Search the records below for "isNotEmpty" and copy every line it turns up in.

[AVAILABLE DATA — start]

PR #199, opened 2017-08-22
Delegate superinterfaces as constructor parameters

### LINKED ISSUE #198: Support adding a superinterface for TypeSpec by constructor parameter delegation
I can't find anything about this in the docs, but I'm currently accomplishing this by string replace after building the types. Something like 

`TypeSpec::addSuperinterface(parameter: ParameterSpec)`

to generate a class with the `: <Type> by <constructor parameter>` signature

prestongarno:
resolves #198 - adding ability to declare superinterface implementation on a class by delegate to constructor parameter. I think overloading `addSuperinterface` with `ParameterSpec` and keeping track of them as a separate `TypeSpec.Builder` property guards against the most errors

Added multiple test cases, only thing which is pretty much impossible is checking all other constructors of a class. So far it just requires a non-null primary constructor on call to `build()` and adds the delegate `ParameterSpec` if not done explicitly.


src/main/java/com/squareup/kotlinpoet/TypeSpec.kt
```diff
@@ -134,7 +136,7 @@ class TypeSpec private constructor(builder: TypeSpec.Builder) {
         val types = listOf(superclass).filter { it != ANY }.map {
           CodeBlock.of("%T(%L)", it, superclassConstructorParameters.joinToCode())
         }
-        val superTypes = types + superinterfaces.map { CodeBlock.of("%T", it) }
+        val superTypes = types + superinterfaces.map { CodeBlock.of("%T", it) } + superinterfaceDelegates.map { CodeBlock.of("${it.type} by ${it.name}") }
```
Egorand: Type of the superinterface and type of the parameter aren't necessarily the same, take this case for example:

```kotlin
class A : Consumer<Byte> {
  override fun accept(t: Byte) {
  }
}

class B(val a : A): Consumer<Byte> by a
```

src/main/java/com/squareup/kotlinpoet/TypeSpec.kt
```diff
@@ -336,6 +338,7 @@ class TypeSpec private constructor(builder: TypeSpec.Builder) {
     internal var superclass: TypeName = ANY
     internal val superclassConstructorParameters = mutableListOf<CodeBlock>()
     internal val superinterfaces = mutableListOf<TypeName>()
+    internal val superinterfaceDelegates = mutableListOf<ParameterSpec>()
```
Egorand: All we need to emit the `by` clause is the name of the parameter, it feels redundant to me to store `ParameterSpec`s for this purpose

src/main/java/com/squareup/kotlinpoet/TypeSpec.kt
```diff
@@ -441,6 +444,14 @@ class TypeSpec private constructor(builder: TypeSpec.Builder) {
     fun addSuperinterface(superinterface: KClass<*>)
         = addSuperinterface(superinterface.asTypeName())
 
+    fun addSuperinterface(superinterface: ParameterSpec) = apply {
```
Egorand: Not sure I like the API, specifying a superinterface using a `ParameterSpec` feels confusing.. And, as I mentioned, the types won't necessarily match.

src/main/java/com/squareup/kotlinpoet/TypeSpec.kt
```diff
@@ -519,6 +530,24 @@ class TypeSpec private constructor(builder: TypeSpec.Builder) {
         "anonymous type has too many supertypes"
       }
 
+      if (superinterfaceDelegates.isNotEmpty()) {
+        requireNotNull(primaryConstructor) {
```
Egorand: Nice check

src/main/java/com/squareup/kotlinpoet/TypeSpec.kt
```diff
@@ -519,6 +530,24 @@ class TypeSpec private constructor(builder: TypeSpec.Builder) {
...
+          "delegate superinterfaces ${superinterfaceDelegates.map { it.type }} " +
+              "require value parameters ${superinterfaceDelegates.map { it.name }} by primary constructor" }
+
+        superinterfaceDelegates.forEach {
+          require(!superinterfaces.contains(it.type)) {
+            "class '$name' already implements ${it.type}, delegating to constructor parameter '${it.name}' not allowed" }
+        }
+
+        if(primaryConstructor?.parameters?.containsAll(superinterfaceDelegates) == false)
```
Egorand: nit: missing space after `if`

src/main/java/com/squareup/kotlinpoet/TypeSpec.kt
```diff
@@ -519,6 +530,24 @@ class TypeSpec private constructor(builder: TypeSpec.Builder) {
...
+            primaryConstructor = primaryConstructor!!.toBuilder()
+                .addParameters(superinterfaceDelegates)
+                .build()
+        // re-assigning ^^^ allowed?? otherwise need to require non-null ctor at time of declaring delegate
```
Egorand: This validation can be made in `build()`, when we're sure all the args have been provided

src/test/java/com/squareup/kotlinpoet/TypeSpecTest.kt
```diff
@@ -18,10 +18,7 @@ package com.squareup.kotlinpoet
 import com.google.common.collect.ImmutableMap
 import com.google.common.truth.Truth.assertThat
 import com.google.testing.compile.CompilationRule
-import com.squareup.kotlinpoet.KModifier.ABSTRACT
-import com.squareup.kotlinpoet.KModifier.INTERNAL
-import com.squareup.kotlinpoet.KModifier.PRIVATE
-import com.squareup.kotlinpoet.KModifier.VARARG
+import com.squareup.kotlinpoet.KModifier.*
```
Egorand: Better keep separate imports

src/test/java/com/squareup/kotlinpoet/TypeSpecTest.kt
```diff
@@ -2580,6 +2579,105 @@ class TypeSpecTest {
     }
   }
 
+  @Test fun delegateByCtorParameter() {
+    val delegate = ParameterSpec.builder( "cheese",
+        ParameterizedTypeName.get(
```
Egorand: `ParameterizedTypeName.get(Consumer::class, Byte::class)` works

src/test/java/com/squareup/kotlinpoet/TypeSpecTest.kt
```diff
@@ -2580,6 +2579,105 @@ class TypeSpecTest {
...
+    try {
+      TypeSpec.classBuilder("Taco")
+          .addSuperinterface(delegate)
+          .build()
+      fail()
+    } catch (expected: IllegalArgumentException) {
+      assertThat(expected)
+          .hasMessage("delegate superinterfaces [kotlin.String] require value parameters [cheese] by primary constructor")
+    }
+  }
```
Egorand: nit: empty line after `}` missing

src/main/java/com/squareup/kotlinpoet/TypeSpec.kt
Egorand: What if we had a `superinterfacesWithDelegates = mutableMapOf<TypeName, String>()` instead?

src/main/java/com/squareup/kotlinpoet/TypeSpec.kt
prestongarno: I thought about that too, maybe just rename to something ilke `implementByDelegate` or `superinterfaceBy`

src/main/java/com/squareup/kotlinpoet/TypeSpec.kt
prestongarno: There needs to be at least something which keeps track of them. What if someone reverts the typespec to a builder, iterates over all of the functions' parameters, and changes the name of each parameter? I can't think of any other way except direct reference at the moment

src/main/java/com/squareup/kotlinpoet/TypeSpec.kt
Egorand: Maybe a simple `addSuperinterface(superinterface: KClass<*>, delegateParameterName: String)` would do?

src/test/java/com/squareup/kotlinpoet/TypeSpecTest.kt
prestongarno: Jetbrains being helpful. Should probably keep my settings in a repository now with all the different ones I use - tough to keep track

src/main/java/com/squareup/kotlinpoet/TypeSpec.kt
Egorand: You can validate that in `build()`, check that for every delegate there indeed is a primary constructor parameter with that name

src/main/java/com/squareup/kotlinpoet/TypeSpec.kt
prestongarno: Good call. I was pretty sure that there'd be something more to this because it's dealing with types. Recurse up the type hierarchy is the only way I think.  There should be already something like this in kotlinpoet for the rest of the type names though? I think I saw it when writing this

src/main/java/com/squareup/kotlinpoet/TypeSpec.kt
prestongarno: delegate can be a `val` or simply a dummy parameter that's not doing anything.  I'm all for keeping it simple, but there's always going to be an edge case... Modifiers on the input argument too? It's a bit more complicated because it's affecting multiple aspects of the type

prestongarno: `addSuperinterface(superinterface: KClass<*>, delegateParameterName: String)` is much more straightforward, but there will need to be assertions made about what the parameter will be generated as (and consequently - restrictions)

src/main/java/com/squareup/kotlinpoet/TypeSpec.kt
prestongarno: True, this is code generation and not a commpiler, after all

src/main/java/com/squareup/kotlinpoet/TypeSpec.kt
Egorand: But you'll still have to pass the actual `ParameterSpec` with the primary constructor definition. To print the `by` part, we only need to know the name of that `ParameterSpec`.

prestongarno: > you'll still have to pass the actual ParameterSpec with the primary constructor definition.

Ok, now I see where you're coming from.  I don't think I explained my thinking behind the way I wrote it.  

When I thought of `superinterfaceBy(param: ParamSpec)`,  I thought it carried the implication that it'd be generated as a param of the primary constructor - even though the function call is on the `TypeSpec` with no accompanying `FunSpec`.  Since there's no distinction between a primary constructor and functions (at the moment), my reasoning was that the only way to support a configurable property (which is also delegated to by a type) was to leave it up to the caller to know that there needed to be a primary ctor for that type - and the delegate parameter would be added whether explicitly added or not. That's why I checked for a non-null constructor on the call to `build()`, and then the ParamSpec is added to the ctor if not done already. 

I'm fine with changing it though. My use case (which led to the pull request) has a default value for the parameter, which is why I went at the problem from that angle.  Maybe there needs to be a more specific type like `ConstructorSpec` in order to make that intuitive, but it's not my call to change up the type hierarchy

Egorand: Yeah, I see your point. I don't feel good about implicitly modifying the primary constructor though, at the very least it's not intuitively clear that `superinterfaceBy()` would do this, and we'll have to resolve duplicate `ParamSpec`s coming from this method and the primary constructor's `FunSpec`. In my opinion, it's safer to leave primary constructor creation unchanged, and add a way to map the name of a specific primary constructor param to a superinterface we're adding. But I might be missing some edge cases here.

@JakeWharton @swankjesse what are your thoughts on the API?

src/test/java/com/squareup/kotlinpoet/TypeSpecTest.kt
JakeWharton: github.com/square/java-code-styles

src/main/java/com/squareup/kotlinpoet/TypeSpec.kt
JakeWharton: You won't be able to re-use `ParameterSpec` not only because of the aforementioned different type situation, but also because you can do things like
```kotlin
interface B
class Foo: B
class A : B by Foo()
```

Egorand: `addSuperinterface(superinterface: KClass<*>, delegate: CodeBlock)`?

JakeWharton: Seems reasonable. Might also want the `String` overload for the parameter name since it's the common case.

prestongarno: Sounds good.  I'll change it up.

And wow, today I learned that the `by ...` expression of a class declaration could be an arbitrary expression returning an interface instance - makes sense though.

src/main/java/com/squareup/kotlinpoet/CodeBlock.kt
```diff
@@ -397,6 +397,7 @@ class CodeBlock private constructor(
     internal val LOWERCASE = Regex("[a-z]+[\\w_]*")
     internal const val ARG_NAME = 1
     internal const val TYPE_NAME = 2
+    internal val empty = of("")
```
Egorand: Since it's a constant, the name should be all uppercase

src/main/java/com/squareup/kotlinpoet/TypeSpec.kt
```diff
@@ -34,6 +34,7 @@ class TypeSpec private constructor(builder: TypeSpec.Builder) {
   val superclass = builder.superclass
   val superclassConstructorParameters = builder.superclassConstructorParameters.toImmutableList()
   val superinterfaces = builder.superinterfaces.toImmutableList()
+  val delegateSuperInterfaces = builder.delegateSuperInterfaces.toImmutableMap()
```
Egorand: Not sure I like the name. Since that map maps superinterfaces to their delegates, I think a better name would be `superinterfaceDelegates`, or `delegatedSuperinterfaces`.

src/main/java/com/squareup/kotlinpoet/TypeSpec.kt
```diff
@@ -431,15 +437,23 @@ class TypeSpec private constructor(builder: TypeSpec.Builder) {
       this.superinterfaces += superinterfaces
     }
 
-    fun addSuperinterface(superinterface: TypeName) = apply {
-      superinterfaces += superinterface
+    fun addSuperinterface(superinterface: TypeName, delegate: CodeBlock = CodeBlock.empty) = apply {
+      if (delegate === CodeBlock.empty)
```
Egorand: This check will fail if somebody passes a different `CodeBlock.of("")`. Would it be better to use `==`, or check via `delegate.isEmpty()`?

Egorand:
Looks good! As @JakeWharton mentioned, you might also want to add an overload with `delegate: String` as the second param, as the most frequent case is delegating to a constructor parameter.

src/main/java/com/squareup/kotlinpoet/TypeSpec.kt
prestongarno: Checked with `===` and made the `CodeBlock.EMPTY` internal because I thought it'd be consistent with the way the current API handles `CodeBlock` with zero checks except the for the pre-defined symbols  (i.e. kotlinpoet doesn't stop you from shooting yourself in the foot). Although an empty codeblock is a pretty simple case

prestongarno: I changed it to delegate.isEmpty(), so it simply adds the regular superinterface on an empty CodeBlock (doesn't fail it), assuming that's what you meant

src/main/java/com/squareup/kotlinpoet/TypeSpec.kt
```diff
@@ -431,15 +437,34 @@ class TypeSpec private constructor(builder: TypeSpec.Builder) {
       this.superinterfaces += superinterfaces
     }
 
-    fun addSuperinterface(superinterface: TypeName) = apply {
-      superinterfaces += superinterface
+    fun addSuperinterface(superinterface: TypeName, delegate: CodeBlock = CodeBlock.EMPTY) = apply {
+      if (delegate.isEmpty())
```
JakeWharton: Curly braces are _always_ required for blocks unless the statement is on the same line as the conditional (which you're only allowed to do if there's no `else`).

src/main/java/com/squareup/kotlinpoet/TypeSpec.kt
```diff
@@ -431,15 +437,34 @@ class TypeSpec private constructor(builder: TypeSpec.Builder) {
...
+    fun addSuperinterface(superinterface: KClass<*>, delegate: CodeBlock = CodeBlock.EMPTY)
+        = addSuperinterface(superinterface.asTypeName(), delegate)
 
-    fun addSuperinterface(superinterface: KClass<*>)
-        = addSuperinterface(superinterface.asTypeName())
+    fun addSuperinterface(constructorParameterName: String) = apply {
+      requireNotNull(primaryConstructor) {
+        "delegating to constructor parameter requires not-null constructor" }
+      requireNotNull(primaryConstructor?.parameter(constructorParameterName)?.also {
+        param -> addSuperinterface(param.type, CodeBlock.of(param.name))
```
JakeWharton: The side-effecting use of `also` here seems really egregious. It's hard to follow this code. Can we split the validation and the effect into separate statements?

src/test/java/com/squareup/kotlinpoet/TypeSpecTest.kt
```diff
@@ -18,10 +18,10 @@ package com.squareup.kotlinpoet
 import com.google.common.collect.ImmutableMap
 import com.google.common.truth.Truth.assertThat
 import com.google.testing.compile.CompilationRule
-import com.squareup.kotlinpoet.KModifier.ABSTRACT
 import com.squareup.kotlinpoet.KModifier.INTERNAL
-import com.squareup.kotlinpoet.KModifier.PRIVATE
+import com.squareup.kotlinpoet.KModifier.ABSTRACT
```
JakeWharton: Seems like we lost a bit of alphabetization here... ABSTRACT should be up where it used to be.

src/test/java/com/squareup/kotlinpoet/TypeSpecTest.kt
```diff
@@ -2580,7 +2581,119 @@ class TypeSpecTest {
...
+        .addSuperinterface(ParameterizedTypeName.get(Consumer::class, String::class), CodeBlock.of("{ println(it) }"))
+        .build()
+
+    val expect = """
+        |package com.squareup.tacos
+        |
+        |import java.util.function.Consumer
+        |import kotlin.String
+        |
+        |class Guac(somethingElse: String) : Consumer<String> by { println(it) }
```
JakeWharton: This works? That's crazy!

src/main/java/com/squareup/kotlinpoet/TypeSpec.kt
```diff
@@ -431,15 +437,34 @@ class TypeSpec private constructor(builder: TypeSpec.Builder) {
...
-        = addSuperinterface(superinterface.asTypeName())
+    fun addSuperinterface(superinterface: Type, delegate: CodeBlock = CodeBlock.EMPTY)
+        = addSuperinterface(superinterface.asTypeName(), delegate)
+
+    fun addSuperinterface(superinterface: KClass<*>, delegate: CodeBlock = CodeBlock.EMPTY)
+        = addSuperinterface(superinterface.asTypeName(), delegate)
 
-    fun addSuperinterface(superinterface: KClass<*>)
-        = addSuperinterface(superinterface.asTypeName())
+    fun addSuperinterface(constructorParameterName: String) = apply {
```
JakeWharton: I'm still not sure about this behavior. I was thinking that we'd do `KClass` + `String` since most often you won't need to power of a `CodeBlock` to declare a delegate.

JakeWharton:
Sorry for all the constant comments. You picked a hard feature of the language!

src/test/java/com/squareup/kotlinpoet/TypeSpecTest.kt
prestongarno: turns out it doesn't, only this does `by Consumer({ println(it) })`

prestongarno:
No worries, better than learning kotlin on my own. And not quite as hard as coming up with regexes and `String.replace` statements I've been using for this! Looking forward to cleaning my project up

src/main/java/com/squareup/kotlinpoet/TypeSpec.kt
```diff
@@ -431,15 +437,38 @@ class TypeSpec private constructor(builder: TypeSpec.Builder) {
...
+        superinterfaces += superinterface
+      } else {
+        require(kind == Kind.CLASS) {
+          "delegation only allowed for classes (found $kind '$name')" }
+        require(!superinterface.nullable) {
+          "expected non-nullable type but was '${superinterface.asNonNullable()}'"}
+        require(delegatedSuperInterfaces[superinterface] == null) {
+          "'$name' can not delegate to $superinterface by $delegate with existing declaration by " +
+              "${delegatedSuperInterfaces[superinterface]}" }
+        delegatedSuperInterfaces.put(superinterface, delegate)
```
Egorand: nit: can be `delegatedSuperInterfaces[superinterface] = delegate`

src/main/java/com/squareup/kotlinpoet/TypeSpec.kt
```diff
@@ -431,15 +437,38 @@ class TypeSpec private constructor(builder: TypeSpec.Builder) {
...
+    fun addSuperinterface(superinterface: KClass<*>, constructorParameterName: String) =
+        addSuperinterface(superinterface.asTypeName(), constructorParameterName)
+
+    fun addSuperinterface(superinterface: TypeName, constructorParameter: String) = apply {
+      requireNotNull(primaryConstructor) {
+        "delegating to constructor parameter requires not-null constructor" }
+      val parameter = primaryConstructor?.parameter(constructorParameter)
+      requireNotNull(parameter) {
+        "no such constructor parameter '$constructorParameter' to delegate to for type '$name'" }
+      addSuperinterface(parameter!!.type, CodeBlock.of(parameter.name))
```
Egorand: We should pass `superinterface` here instead of `parameter!!.type`

src/main/java/com/squareup/kotlinpoet/TypeSpec.kt
```diff
@@ -467,7 +467,9 @@ class TypeSpec private constructor(builder: TypeSpec.Builder) {
       val parameter = primaryConstructor?.parameter(constructorParameter)
       requireNotNull(parameter) {
         "no such constructor parameter '$constructorParameter' to delegate to for type '$name'" }
-      addSuperinterface(parameter!!.type, CodeBlock.of(parameter.name))
+      require(parameter!!.type == superinterface) {
```
Egorand: This check will break things like:

```kotlin
class A : Runnable
class B(a: A) : Runnable by a
```

prestongarno: I think about these things after I push, my bad for making this painful o_0

Egorand: No worries! By the way, I think it would be great to have a unit test for this specific case

prestongarno: will do!

src/test/java/com/squareup/kotlinpoet/TypeSpecTest.kt
```diff
@@ -2693,6 +2693,29 @@ class TypeSpecTest {
...
+            .build())
+        .addSuperinterface(ParameterizedTypeName.get(ClassName.bestGuess("TypeBuilder"),
+            ClassName.bestGuess("EntityBuilder"),
+            ClassName.bestGuess("Entity")), "argBuilder")
+        .build()
+
+    assertThat(toString(type)).isEqualTo("""
+          |package com.squareup.tacos
+          |
+          |class EntityBuilder(argBuilder: Payload<EntityBuilder, Entity> = Payload.create()) : TypeBuilder<EntityBuilder, Entity> by argBuilder
```
prestongarno: Don't know exactly where this is handled, but carriage returns aren't inserted here for this long class signature (it normally formats them correctly when adding regular supertypes, if I recall correctly)

Egorand: Normally this is done by adding a `%W` modifier into the `CodeBlock`, that will trigger the `CodeWriter` to emit either a whitespace, or new line if the current one is too long. Can we do this:

```kotlin
if (superTypes.isNotEmpty()) {
  codeWriter.emitCode(superTypes.joinToCode(prefix = " : ", separator = ",%W"))
}
```

Can you please check if that works for you?

prestongarno: Seems it's the other way around, I used:

`codeWriter.emitCode(superTypes.joinToCode(separator = ",%W", prefix = " : "))`

I checked the [style guide](https://kotlinlang.org/docs/reference/coding-conventions.html#class-header-formatting), and it says that the supertypes list/constructor invocation should be on the same line as the closing parentheses, so I think technically the right way to format this case is by breaks on parameter:

     class EntityBuilder(
          argBuilder: Payload<EntityBuilder, Entity> = Payload.create()
    ) : TypeBuilder<EntityBuilder, Entity> by argBuilder

It looks like it'd need context/lookaround when formatting the entire type with constructor, name, etc. to do that esp. since prefixing all superinterfaces with a break is allowed if there's a superclass ctor invocation, so for now I just added the separator as shown above which formats this example from the tests correctly:

        class Guac(somethingElse: String) : RandomIface by Factory.byStrategy(FacadeImpl),
            Runnable by Runnable({ Logger.debug("Hello world") })

Egorand: Looks good! In any case, I don't feel like proper styling and wrapping is that important, since this is generated code. Wrapping long lines doesn't hurt though.

Egorand:
@swankjesse @JakeWharton any extra feedback on this PR?

JakeWharton:
I'll look again today.

src/main/java/com/squareup/kotlinpoet/TypeSpec.kt
```diff
@@ -336,6 +341,7 @@ class TypeSpec private constructor(builder: TypeSpec.Builder) {
     internal var superclass: TypeName = ANY
     internal val superclassConstructorParameters = mutableListOf<CodeBlock>()
     internal val superinterfaces = mutableListOf<TypeName>()
+    internal val delegatedSuperInterfaces = mutableMapOf<TypeName, CodeBlock>()
```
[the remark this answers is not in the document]
JakeWharton: I wouldn't care about this if it was internal only, but it means we expose both the list and the map publicly once you build the object, which is where I take most of the issue.

src/main/java/com/squareup/kotlinpoet/TypeSpec.kt
```diff
@@ -134,9 +136,12 @@ class TypeSpec private constructor(builder: TypeSpec.Builder) {
...
           CodeBlock.of("%T(%L)", it, superclassConstructorParameters.joinToCode())
         }
-        val superTypes = types + superinterfaces.map { CodeBlock.of("%T", it) }
+        val superTypes = types + superinterfaces.map { CodeBlock.of("%T", it) } +
+            delegatedSuperInterfaces.entries.map {
+              (type, init) -> CodeBlock.of("%T by $init", type) }
+
         if (superTypes.isNotEmpty()) {
-          codeWriter.emitCode(superTypes.joinToCode(prefix = " : "))
+          codeWriter.emitCode(superTypes.joinToCode(separator = ",%W", prefix = " : "))
```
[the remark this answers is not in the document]
Egorand: Makes sense!

src/main/java/com/squareup/kotlinpoet/TypeSpec.kt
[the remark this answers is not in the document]
Egorand: The name should be more descriptive then, what about `superinterfacesWithDelegates`?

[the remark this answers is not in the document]
JakeWharton: I'd be tempted to keep `superinterfaces` and add documentation to this property describing what the values represent.

Egorand:
@prestongarno would be great to finalize this PR, it's just a couple small things away from being ready. Do you need any help?

prestongarno:
@Egorand My bad, forgot about this since I just used my fork as dependency. I made the changes to what I think @JakeWharton was talking about, but if there's anything missing/lacking let me know and if you want to I wouldn't mind if you went ahead and finalized them, thanks!

src/main/java/com/squareup/kotlinpoet/TypeSpec.kt
```diff
@@ -133,9 +137,11 @@ class TypeSpec private constructor(builder: TypeSpec.Builder) {
             CodeBlock.of("%T", it)
           }
         }
-        val superTypes = types + superinterfaces.map { CodeBlock.of("%T", it) }
+        val superTypes = types + superinterfaces.entries.map { (type, init) ->
```
Egorand: nit: please place the closing bracket on its own line: 

```kotlin
...map { (type, init) ->
  // do smth
}
```

src/main/java/com/squareup/kotlinpoet/TypeSpec.kt
```diff
@@ -133,9 +137,11 @@ class TypeSpec private constructor(builder: TypeSpec.Builder) {
...
+              if(init == null)  CodeBlock.of("%T", type) else CodeBlock.of("%T by $init", type) }
```
Egorand: nit: space after `if` missing

src/main/java/com/squareup/kotlinpoet/TypeSpec.kt
```diff
@@ -423,18 +429,42 @@ class TypeSpec private constructor(builder: TypeSpec.Builder) {
     }
 
     fun addSuperinterfaces(superinterfaces: Iterable<TypeName>) = apply {
-      this.superinterfaces += superinterfaces
+      this.superinterfaces.putAll(superinterfaces.map {
+        Pair(it, null) })
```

[AVAILABLE DATA — finish]

YOUR SOLUTION
+      if (superinterfaceDelegates.isNotEmpty()) {
if (superTypes.isNotEmpty()) {
         if (superTypes.isNotEmpty()) {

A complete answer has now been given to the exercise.